STAGE REVIEW: A Passionate Woman - at the Festival Theatre, Malvern, from Tuesday, March 28 to Saturday, April 1, 2017.

ATTICS are those places at the top of houses where memories, usually junk destined at some stage for the scrapyard, are stored away in tins or cardboard boxes.

Some will be reminders of happy times, others will have been hidden to prevent prying eyes from discovering a dark secret.

That, basically, is the tenet of Kay Mellors' tantalisingly touching play from the stables of Cheltenham’s Everyman Theatre.

It’s every inch a thoroughbred and all the better for its briefness - encapsulating, as it does in a two hour time span, a morning of chaos for a northern family as the time approaches for their son’s wedding.

Director Paul Milton is astute in allowing the story to build steadily into a flowing momentum of cross-purposes, all aided by the wonderful set creation of Michael Holt. It’s quite ingenious and uses a revolving stage which propels the action through to a rooftop climax.

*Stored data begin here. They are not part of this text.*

PR #778, opened 2026-07-30
fix(gameproductservice): stop ownership queries spamming the log with failures they cannot avoid

Quenty:
A live server was printing a pair of `[Promise] - Uncaught exception in promise` warnings every few seconds, forever, split between two engine refusals:

```
[Promise] - Uncaught exception in promise: "MarketPlace:UserOwnsGamePassAsync() can only query local player"
[Promise] - Uncaught exception in promise: "Ownership check failed because HTTP 403"
```

Two separate faults, one visible symptom.

## The queries could never succeed

A client holds a `PlayerProductManager` for **every** player — the `PlayerProductManager` tag replicates, so the client binder builds one per player — but only the local player's manager overrides the query callbacks. Everyone else keeps `PlayerProductManagerBase`'s, which ask the marketplace about a player this realm may not ask about: `UserOwnsGamePassAsync` refuses outright, and the inventory endpoints (the paid-access `GAME` lookup among them) answer HTTP 403. One doomed request per player, per asset type.

They are now wired only where they can be answered: any server realm, the local player, or a `PlayerMock` — whose ownership is read through `PlayerMock.readLookup` and never reaches the engine, so headless tests keep driving ownership for players other than the one standing in for the local one. Elsewhere they are left unwired, and an ask rejects naming the missing callback instead of the engine's error.

Nothing that worked stops working: those queries could only ever fail. Ownership overrides are unaffected — they replicate and short-circuit the query, so a client still answers for another player wherever the server has said something — and membership stays wired everywhere, being a replicated property rather than a lookup.

## One failure was reported once per consumer

`PlayerAssetOwnershipTracker` attached two continuations to every query and gave neither a rejection handler: one caching the result, one waiting to observe it. Every `PromiseOwnsAsset` caller and every `ObserveOwnsAsset` subscriber lands on the same cached promise, so **one** failed lookup printed a pair of anonymous warnings **per consumer** — which is what turned two real faults into a wall of log.

Both are handled now:

- the query site reports once, naming the asset type, the id, and what the lookup said
- the observe path consumes silently and emits nothing, so the observable stays silent — unresolved, which is not the same as "does not own it"
- an asset with no callback for this realm is not reported at all: a realm that cannot ask is not a lookup that failed, and its rejection already explains itself

## Tests

`nevermore test --cloud` in `src/gameproductservice`: **87/87 green**.

Seven new cases — five pinning which realm may ask about whom, two pinning that a failed query is reported once however many consumers ask (and that an unresolvable asset emits nothing rather than `false`). Both new assertions were inverted and re-run first to confirm they actually fail, since a green suite here is not by itself evidence.

https://claude.ai/code/session_01AaYt15KuYi84TeHPnhakWc

### DIFF
--- a/src/gameproductservice/src/Shared/Ownership/PlayerAssetOwnershipTracker.lua
+++ b/src/gameproductservice/src/Shared/Ownership/PlayerAssetOwnershipTracker.lua
@@ -51,6 +51,7 @@ export type PlayerAssetOwnershipTracker =
 			_overrideAttribute: any,
 			_appliedOverrideState: any,
 			_assetOwnershipPromiseCache: { [number]: Promise.Promise<boolean> | boolean },
+			_warnedQueryFailure: { [number]: true },
 		},
 		{} :: typeof({ __index = PlayerAssetOwnershipTracker })
 	))
@@ -80,6 +81,7 @@ function PlayerAssetOwnershipTracker.new(
 		JSONAttributeValue.new(self._player, PlayerProductOwnershipOverrideUtils.attributeName(assetType), nil)
 
 	self._assetOwnershipPromiseCache = {}
+	self._warnedQueryFailure = {}
 
 	self._maid:GiveTask(self._marketTracker.Purchased:Connect(function(idOrKey)
 		self:SetOwnership(idOrKey, true)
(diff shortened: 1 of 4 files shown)


Quenty:
Pushed review follow-ups (b838ba4). Three findings were real:

**The tests could not detect the fix being removed.** The fake callback returned an already-rejected promise, and `Then` on a settled promise hands back the parent rather than a child — so no consumer ever held an unhandled rejection, and deleting the `_observeBaseOwnsAssetId` handler kept the suite green. I confirmed that: 87/87 passed with the handler gone. The query is now *pending* when the subscribers attach (the shape the live failure had), and both handlers are counted through named seams — `_warnQueryFailed` and `_consumeObservedQueryFailure`. Deleting either now fails, and it fails by timing out on the consumption rather than by luck.

Worth recording that my first rewrite of that test was itself broken — `expect` received the two values `Yield` returns — so its red proved nothing either. The control was only meaningful once the suite was green (88/88) *and* the deletion turned it red for the right reason.

**`TieRealms.SHARED` opted straight back into the bug.** `~= CLIENT` wires the cloud queries, so any bag told it is shared on a client gets the 403-per-player flood back. The engine's restriction is the *process's*, not the realm's, so the guard now asks the process — mirroring `PlayerProductManagerClient`'s existing `RunService` gate for its bulk-purchase listener — behind an `_isClientProcess` seam a spec can drive, since `--cloud` runs server-side. That removes the realm from the question entirely rather than adding a SHARED branch to it.

**`_warnedQueryFailure` was dead state.** Its only writer cleared it in the same breath as the query cache, so the guard was never true when read; the comment justifying it was describing the cache's job. Dropped, and the method renamed to `_warnQueryFailed`.

Also taken: `--[=[ ]=]` with `@param`/`@private` on the new private methods to match the file's neighbours, the class patch restored in `afterEach` (a test killed mid-yield would otherwise leave the recorder installed for the run), and the two inaccurate comments deleted — including the claim that the check order was load-bearing, which it isn't, the predicate being a pure disjunction.

**Not taken, deliberately:** evicting the cache entry on rejection so a transient marketplace failure can be retried. That behaviour is unchanged by this PR (a rejected query has always been cached for the tracker's lifetime, which is why `OwnsGameAccessFact` can abstain permanently), and adding retries without backoff would re-open the request volume this PR set out to reduce. It deserves its own change.

88/88 green in `src/gameproductservice`; stylua, selene and luau-lsp clean.

Quenty:
:rocket: PR was released in [`@quenty/access@1.3.7`](https://github.com/Quenty/NevermoreEngine/releases/tag/%40quenty/access%401.3.7), [`@quenty/gameproductservice@14.66.5`](https://github.com/Quenty/NevermoreEngine/releases/tag/%40quenty/gameproductservice%4014.66.5) :rocket:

It’s all based on an episode of Mellors’ own mother’s life and she has crafted a simple but delightful drama. There are moments when it is teetering on the edge of farce but as it’s all about a person’s perception of life’s relationships the audience is quickly reeled back in.

Led by the excellent and so at ease Liza Goddard as the mother Betty, it’s enriched by several support roles as humour intertwines with pathos - son Mark, played by Antony Eden, father Donald (Russell Dixon) and Hasan Dixon’s ghost of deceased lover Craze.

Betty is a woman with regrets and Goddard tackles her varying emotions with style and substance Dixon, however, creates an enjoyably blunt Yorkshireman who calls a spade a spade and who stands by his marriage vows, even though he can’t present his feelings well. But eventually shows he cares.

By the end it was easy to feel a touch sorry for father, especially as the play does lean heavily on the feminine perspective of married life. At least our playwright does give him the chance to state something of a case for the defence.

He tried, but it seems the die had been cast as far as Betty was concerned in spite of his protestations. Freedom was clearly beckoning on the horizon, as much as the view from a hot air balloon and equally, it was proved, as uplifting.

If you should be clearing out the attic this coming weekend - do so with care!